━━━━━ Data section ━━━━━
PR #837, opened 2023-05-22
feat(chat): Pending msg rewrite

### LINKED ISSUE #631: task(ui): Improve file attachment UI by adding a loading indicator
**Task:**

- When sending a file, we should display a progress bar under the input bar representing each file that is being uploaded. (put progress bar with name on the bottom left under the bar and the progress percent / elapsed time on the right under the bar) We should move the preview of the file to above the chatbar like discord and other apps do. This isn't loading stuff but this is something we should (doesn't have to be you) work on. I can help with styling this. I just am worried i'll hit a bunch of issues trying to get the functionality, though it should be quite simple.

**Screenshot:**
Screenshot 2023-04-11 at 6 09 48 PM

### LINKED ISSUE #798: chat(ui): show messages with half opacity while waiting for loading for sending messages
**Issue:**
When we are waiting for messages to send, instead of showing the current loading indicator we want to show the message but with only half the opacity 

**OS:**
All

**Screenshot:**

https://user-images.githubusercontent.com/93608357/236917229-636ae583-3998-4f55-adf4-11146d7cf9c7.mov

Flemmli97:
### What this PR does 📖

- Rewrites the current system for tracking pending messages. Currently that is a simple int and as such also does not track what message was sent. This PR makes it so a dummy message containing the sent message content and their attachment is saved.
- Pending messages are now displayed with a lower opacity instead of previously as a loading icon
- Pending attachments show a loading bar displaying the progress of uploading that file
- Attachment for the chatbar are now above it instead of below
~~- TODO: As it stands now  when uploading attachments the state will be constantly updated causing the app to freeze up till uploading is done. see [https://github.com/Satellite-im/Uplink/commit/6f856a960062dad190144913f619292f4c019cc1#diff-e108e69cf0f5933cb78e6fed28b1c742b6ec02401d348c79d689db091b3aefcbR634](https://github.com/Satellite-im/Uplink/commit/6f856a960062dad190144913f619292f4c019cc1#diff-e108e69cf0f5933cb78e6fed28b1c742b6ec02401d348c79d689db091b3aefcbR634). __Add system to only update file component instead.__~~

- Resolve #798
- Resolve #631


phillsatellite (approved):

phillsatellite (approved):

common/src/state/pending_message.rs
```diff
@@ -0,0 +1,182 @@
...
+pub static MESSAGE_CHANNEL: Lazy<PendingMessageChannels> = Lazy::new(|| {
+    let (tx, rx) = tokio::sync::mpsc::unbounded_channel();
+    PendingMessageChannels {
+        tx,
+        rx: Arc::new(Mutex::new(rx)),
+    }
+});
+
+#[derive(Clone, Debug, PartialEq, Eq, Default)]
+pub struct PendingSentMessages {
```
sdwoodbury: instead of having a `PendingSentMessages` in state, can we just use a Vec? 
Also, instead of a `PendingSentMessage`, can we call it a `PendingMessage` (since there's no such thing as a pending incoming message) and give it a message Uuid and list of pending attachments (in the form of `warp::constellation::Progression`?

Also, in `state > chats.rs > Chat`, `pending_outgoing_messages` shouldn't be `skip`. Though within the `PendingMessage` struct, the list of pending attachments should be `skip`. I suggest this because if Uplink is closed and re-opened, although we would lose the channel that sends progress updates for the attachments, Uplink will still get the `Sent` event for the pending message when it is eventually sent.

common/src/state/pending_message.rs
```diff
@@ -0,0 +1,182 @@
...
+use tokio::sync::{
+    mpsc::{UnboundedReceiver, UnboundedSender},
+    Mutex,
+};
+use uuid::Uuid;
+use warp::{constellation::Progression, crypto::DID};
+
+use crate::warp_runner::ui_adapter::Message;
+
+pub struct AttachmentProgress {
```
sdwoodbury: I don't think this struct is needed. I think that updating the `pending_outgoing_messages` field of `state > chats.rs > Chat` should be sufficient. See the comment for the `PendingSentMessages` struct.

common/src/state/pending_message.rs
```diff
@@ -0,0 +1,182 @@
...
+    pub conversation_id: Uuid,
+    pub msg: PendingSentMessage,
+}
+
+pub struct PendingMessageChannels {
+    pub tx: UnboundedSender<AttachmentProgress>,
+    pub rx: Arc<Mutex<UnboundedReceiver<AttachmentProgress>>>,
+}
+
+pub static MESSAGE_CHANNEL: Lazy<PendingMessageChannels> = Lazy::new(|| {
```
sdwoodbury: I think `MESSAGE_CHANNEL` should be removed and that instead, a `WarpEvent::RayGunEvent` should be emitted when an update is received for a pending message. This suggestion fits within the current design for warp_runner and reduces the number of channels that `main.rs` needs to keep track of, with less being better.

kit/src/components/message/mod.rs
```diff
@@ -73,6 +76,10 @@ pub struct Props<'a> {
     parse_markdown: bool,
     // called when a reaction is clicked
     on_click_reaction: EventHandler<'a, String>,
+
+    pending: bool,
+
+    pending_attachments: Option<Vec<(String, Progression)>>,
```
sdwoodbury: I think `pending_attachments` could be a `Vec<Progression>` or an `Option<Vec<Progression>>`. The tuple I believe is unnecessary because `Progression` contains the file name. Also, `pending_attachments` should probably be renamed to `attachments_pending_upload`,  because there's already a property named `attachments_pending_download`. 

also, the `pending` field at least needs a comment. But I think it should be removed, and that the presence of a non-empty vector being passed to `pending_attachments`, with at least one file that hasn't completed uploading, should be sufficient to mark a message as "pending".

ui/src/components/chat/compose/messages.rs
```diff
@@ -356,29 +381,93 @@ struct AllMessageGroupsProps<'a> {
...
+}
+
+#[derive(Props)]
+struct PendingMessagesListenerProps<'a> {
+    data: &'a Rc<super::ComposeData>,
+    on_context_menu_action: EventHandler<'a, (Event<MouseData>, Identity)>,
+}
+
+//The component that listens for upload events
+fn render_pending_messages_listener<'a>(
```
sdwoodbury, line 410: I think it would be better if  `render_pending_messages_listener` wasn't used, and instead if a message was rendered as "pending" or not based on the information in `state > chats.rs > Chat`. 

In the `render_message` function, one could check within state to determine if the message is "pending" and if so, call/return a different render function if needed.  I think this way avoids making the code to display messages even more complicated.

sdwoodbury (changes requested):

common/src/state/pending_message.rs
━━━━━
Your task is to quote, without any alteration, the lines running from the top of the records to the line that holds "- Attachment for", both included.

PR #837, opened 2023-05-22
feat(chat): Pending msg rewrite

### LINKED ISSUE #631: task(ui): Improve file attachment UI by adding a loading indicator
**Task:**

- When sending a file, we should display a progress bar under the input bar representing each file that is being uploaded. (put progress bar with name on the bottom left under the bar and the progress percent / elapsed time on the right under the bar) We should move the preview of the file to above the chatbar like discord and other apps do. This isn't loading stuff but this is something we should (doesn't have to be you) work on. I can help with styling this. I just am worried i'll hit a bunch of issues trying to get the functionality, though it should be quite simple.

**Screenshot:**
Screenshot 2023-04-11 at 6 09 48 PM

### LINKED ISSUE #798: chat(ui): show messages with half opacity while waiting for loading for sending messages
**Issue:**
When we are waiting for messages to send, instead of showing the current loading indicator we want to show the message but with only half the opacity 

**OS:**
All

**Screenshot:**

https://user-images.githubusercontent.com/93608357/236917229-636ae583-3998-4f55-adf4-11146d7cf9c7.mov

Flemmli97:
### What this PR does 📖

- Rewrites the current system for tracking pending messages. Currently that is a simple int and as such also does not track what message was sent. This PR makes it so a dummy message containing the sent message content and their attachment is saved.
- Pending messages are now displayed with a lower opacity instead of previously as a loading icon
- Pending attachments show a loading bar displaying the progress of uploading that file
- Attachment for the chatbar are now above it instead of below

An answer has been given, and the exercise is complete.